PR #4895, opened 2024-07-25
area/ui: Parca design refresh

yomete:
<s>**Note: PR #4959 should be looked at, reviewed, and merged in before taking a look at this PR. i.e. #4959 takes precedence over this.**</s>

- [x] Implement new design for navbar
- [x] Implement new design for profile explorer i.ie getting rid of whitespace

Task directions
The line containing "area/ui: Parca design refresh" and every line after it, through the end of the records above: output exactly those, and nothing else.

Finished exercise
area/ui: Parca design refresh

yomete:
<s>**Note: PR #4959 should be looked at, reviewed, and merged in before taking a look at this PR. i.e. #4959 takes precedence over this.**</s>

- [x] Implement new design for navbar
- [x] Implement new design for profile explorer i.ie getting rid of whitespace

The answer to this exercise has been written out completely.